В противоположность Пояркову этот был настроен оживленно и болтливо. Оглядываясь, как человек, только что проснувшийся и еще не понимающий — где он, Маракуев выхватывал из трактирных речей отдельные фразы, словечки и, насмешливо или задумчиво, рассказывал на схваченную тему нечто анекдотическое. Он был немного выпивши, но Клим понимал, что одним этим нельзя объяснить его необычное и даже несколько пугающее настроение.
«Если он рад тому, что остался жив — нелепо радуется… Может быть, он говорит для того, чтоб не думать?»
— Душно здесь, братцы, идемте на улицу, — предложил Маракуев.
— Я — домой, — угрюмо сказал Поярков. — С меня хватит.
Климу не хотелось спать, но он хотел бы перешагнуть из мрачной суеты этого дня в область других впечатлений. Он предложил Маракуеву ехать на Воробьевы горы. Маракуев молча кивнул головой.
— А знаете, — сказал он, усевшись в пролетку, — большинство задохнувшихся, растоптанных — из так называемой чистой публики… Городские и — молодежь. Да. Мне это один полицейский врач сказал, родственник мой. Коллеги, медики, то же говорят. Да я и сам видел. В борьбе за жизнь одолевают те, которые попроще. Действующие инстинктивно…
Он еще бормотал что-то, плохо слышное сквозь треск и дребезг старенького, развинченного экипажа. Кашлял, сморкался, отворачивая лицо в сторону, а когда выехали за город, предложил:
— Пойдемте пешком?
Впереди, на черных холмах, сверкали зубастые огни трактиров; сзади, над массой города, развалившейся по невидимой земле, колыхалось розовато-желтое зарево. Клим вдруг вспомнил, что он не рассказал Пояркову о дяде Хрисанфе и Диомидове. Это очень смутило его: как он мог забыть? Но он тотчас же сообразил, что вот и Маракуев не спрашивает о Хрисанфе, хотя сам же сказал, что видел его в толпе. Поискав каких-то внушительных слов и не найдя их, Самгин сказал:
— Дядя Хрисанф задавлен, а Диомидов изувечен и, кажется, уже совсем обезумел.
— Нет? — тихонько воскликнул Маракуев, остановился и несколько секунд молча смотрел в лицо Клима, пугливо мигая:
— До — до смерти?
Клим кивнул головой, тогда Маракуев сошел с дороги в сторону, остановясь под деревом, прижался к стволу его и сказал:
— Не пойду.
— Вам плохо? — спросил Клим.
— Не удивляйтесь. Не смейтесь, — подавленно и задыхаясь ответил Петр Маракуев. — Нервы, знаете. Я столько видел… Необъяснимо! Какой цинизм! Подлость какая…
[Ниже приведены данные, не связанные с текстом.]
PR #149, opened 2019-03-13
port PeerFsm step 2

coocood:
Refactor `Msg` to use `interface` instead of multiple fields.
Since the struct is small, only 32 bytes, we can use value instead of pointer.
Move some code from peer to fsm_apply and fsm_store.

### DIFF
--- a/tikv/raftstore/fsm_peer.go
+++ b/tikv/raftstore/fsm_peer.go
@@ -525,7 +525,7 @@ func (d *peerFsmDelegate) needGCMerge(msg *rspb.RaftMessage) (bool, error) {
 
 func (d *peerFsmDelegate) handleGCPeerMsg(msg *rspb.RaftMessage) {
 	fromEpoch := msg.RegionEpoch
-	if !IsEpochStale(fromEpoch, d.peer.Region().RegionEpoch) {
+	if !IsEpochStale(d.peer.Region().RegionEpoch, fromEpoch) {
 		return
 	}
 	if !PeerEqual(d.peer.Peer, msg.ToPeer) {
--- a/tikv/raftstore/fsm_peer.go
+++ b/tikv/raftstore/fsm_peer.go
@@ -1,6 +1,9 @@
 package raftstore
 
 import (
+	"bytes"
+	"encoding/binary"
+	"fmt"
 	"time"
 
 	"github.com/coocood/badger/y"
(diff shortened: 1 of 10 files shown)


tikv/raftstore/fsm_peer.go
```diff
@@ -464,19 +474,165 @@ func (d *peerFsmDelegate) validateRaftMessage(msg *rspb.RaftMessage) bool {
...
 }
 
 func (d *peerFsmDelegate) needGCMerge(msg *rspb.RaftMessage) (bool, error) {
 	return false, nil // TODO: merge func
 }
 
 func (d *peerFsmDelegate) handleGCPeerMsg(msg *rspb.RaftMessage) {
-	// TODO: stub
+	fromEpoch := msg.RegionEpoch
+	if !IsEpochStale(fromEpoch, d.peer.Region().RegionEpoch) {
```
zhangjinpeng1987: Seems `fromEpoch` should be the second parameter?

tikv/raftstore/fsm_peer.go
```diff
@@ -464,19 +474,165 @@ func (d *peerFsmDelegate) validateRaftMessage(msg *rspb.RaftMessage) bool {
...
+	meta := d.ctx.storeMeta
+	if !RegionEqual(meta.regions[d.regionID()], d.region()) {
+		if !d.peer.isInitialized() {
+			log.Infof("%s stale delegate detected, skip", d.tag())
+			return &key, nil
+		} else {
+			panic(fmt.Sprintf("%s meta corrupted %s != %s", d.tag(), meta.regions[d.regionID()], d.region()))
+		}
+	}
+	existOverlapRegion := d.findOverlapRegion(meta, snapRegion)
```
zhangjinpeng1987: I don't see this logic in TiKV repo.

tikv/raftstore/fsm_store.go
```diff
@@ -1,5 +1,88 @@
...
+		FromPeer:    ClonePeer(fromPeer),
+		ToPeer:      ClonePeer(toPeer),
+		RegionEpoch: CloneRegionEpoch(curEpoch),
+	}
+	if targetRegion != nil {
+		gcMsg.MergeTarget = targetRegion
+	} else {
+		gcMsg.IsTombstone = true
+	}
+	err := pc.trans.Send(gcMsg)
```
zhangjinpeng1987: if err:= xxx; err != nil {
}

tikv/raftstore/fsm_peer.go
coocood: This is the corresponding code in tikv
```
        let r = meta
            .region_ranges
            .range((Excluded(enc_start_key(&snap_region)), Unbounded::<Vec<u8>>))
            .map(|(_, &region_id)| &meta.regions[&region_id])
            .take_while(|r| enc_start_key(r) < enc_end_key(&snap_region))
            .skip_while(|r| r.get_id() == region_id)
            .next()
            .map(|r| r.to_owned());
```

zhangjinpeng1987:
LGTM

PR #151, opened 2019-03-19
port PeerFsm step 4

coocood:


tikv/raftstore/util.go
```diff
@@ -360,3 +362,89 @@ func isVoteMessage(msg *eraftpb.Message) bool {
...
+	// info, TiDB updates its region cache and sends requests to TiKV B,
+	// and TiKV B has not applied commit merge yet, since the region epoch in
+	// request is higher than TiKV B, the request must be denied due to epoch
+	// not match, so it does not read on a stale snapshot, thus avoid the
+	// KeyNotInRegion error.
+	if (checkConfVer && fromEpoch.ConfVer != currentEpoch.ConfVer) ||
+		(checkVer && fromEpoch.Version != currentEpoch.Version) {
+		err := &ErrEpochNotMatch{}
+		if includeRegion {
+			err.Regions = []*metapb.Region{region}
```
zhangjinpeng1987: I think you should clone region here?

tikv/raftstore/fsm_peer.go
```diff
@@ -920,113 +917,590 @@ func (d *peerFsmDelegate) onStaleMerge() {
...
+	region := applyResult.Region
+
+	log.Infof("%s snapshot for region %s is applied", d.tag(), region)
+	d.ctx.storeMetaLock.Lock()
+	defer d.ctx.storeMetaLock.Unlock()
+	meta := d.ctx.storeMeta
+	initialized := len(prevRegion.Peers) > 0
+	if initialized {
+		log.Infof("%s region changed from %s -> %s after applying snapshot", d.tag(), prevRegion, region)
+		meta.regionRanges.Delete(prevRegion.EndKey)
```
zhangjinpeng1987: Should check the deleted region's id?

coocood: Then we have to pay the cost of an extra `Get`.
I assume we check it because the `remove` function in TiKV returns the removed item.

tikv/raftstore/util.go
coocood: Right, I `to_own` calls `clone`, I didn't noticed that before.

tikv/raftstore/fsm_peer.go
```diff
@@ -920,113 +917,590 @@ func (d *peerFsmDelegate) onStaleMerge() {
...
+	if err := checkTerm(req, d.peer.Term()); err != nil {
+		return nil, err
+	}
+	err := checkRegionEpoch(req, d.region(), true)
+	if errEpochNotMatching, ok := err.(*ErrEpochNotMatch); ok {
+		// Attach the region which might be split from the current region. But it doesn't
+		// matter if the region is not split from the current region. If the region meta
+		// received by the TiKV driver is newer than the meta cached in the driver, the meta is
+		// updated.
+		siblingRegion := d.findSiblingRegion()
```
zhangjinpeng1987: sliblingRegion here should clone.

tikv/raftstore/fsm_peer.go
```diff
@@ -920,113 +917,590 @@ func (d *peerFsmDelegate) onStaleMerge() {
...
+	defer d.ctx.storeMetaLock.Unlock()
+	meta := d.ctx.storeMeta
+	it := meta.regionRanges.NewIterator()
+	it.Seek(start)
+	valid := it.Valid()
+	if valid && skipFirst {
+		it.Next()
+		valid = it.Valid()
+	}
+	regionID := regionIDFromBytes(it.Value())
```
zhangjinpeng1987: it can be invalid here?

tikv/raftstore/fsm_peer.go
coocood: done

tikv/raftstore/fsm_peer.go
```diff
@@ -920,113 +917,590 @@ func (d *peerFsmDelegate) onStaleMerge() {
...
 func (d *peerFsmDelegate) onCompactionDeclinedBytes(declinedBytes uint64) {
-	// TODO: stub
+	d.peer.CompactionDeclinedBytes += declinedBytes
 }
 
-func (d *peerFsmDelegate) onScheduleHalfSplitRegion(epoch *metapb.RegionEpoch, policy pdpb.CheckPolicy) {
-	// TODO: stub
+func (d *peerFsmDelegate) onScheduleHalfSplitRegion(regionEpoch *metapb.RegionEpoch, policy pdpb.CheckPolicy) {
+	if !d.peer.IsLeader() {
+		log.Warnf("%s not leader, skip", d.tag())
```
zhangjinpeng1987: Miss return here.

tikv/raftstore/fsm_peer.go
```diff
@@ -920,113 +917,590 @@ func (d *peerFsmDelegate) onStaleMerge() {
...
+	}
+	region := d.region()
+	if IsEpochStale(regionEpoch, region.RegionEpoch) {
+		log.Warnf("%s receive a stale halfsplit message", d.tag())
```
zhangjinpeng1987: ditto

Климу показалось, что у веселого студента подгибаются ноги; он поддержал его под локоть, а Маракуев, резким движением руки сорвав повязку с лица, начал отирать ею лоб, виски, щеку, тыкать в глаза себе.
— Чорт, — ведь они оба младенцы, — вскричал он. «Плачет. Плачет», — повторял Клим про себя. Это было неожиданно, непонятно и удивляло его до немоты. Такой восторженный крикун, неутомимый спорщик и мастер смеяться, крепкий, красивый парень, похожий на удалого деревенского гармониста, всхлипывает, как женщина, у придорожной канавы, под уродливым деревом, на глазах бесконечно идущих черных людей с папиросками в зубах. Кто-то мохнатый, остановясь на секунду за маленькой нуждой, присмотрелся к Маракуеву и весело крикнул:
— Хватил, студент, горячего до слез! Эх, и мне бы эстолько…
— Я знаю, что реветь — смешно, — бормотал Маракуев. Недалеко взвилась, шипя, ракета и с треском лопнула, заглушив восторженное ура детей. Затем вспыхнул бенгальский огонь, отсветы его растеклись, лицо Маракуева окрасилось в неестественно белый, ртутный цвет, стало мертвенно зеленым и наконец багровым, точно с него содрали кожу.
— Смешно, разумеется, — повторил он, отирая щеки быстрыми жестами зайца. — А тут, видите, иллюминация, дети радуются. Никто не понимает, никто ничего не понимает…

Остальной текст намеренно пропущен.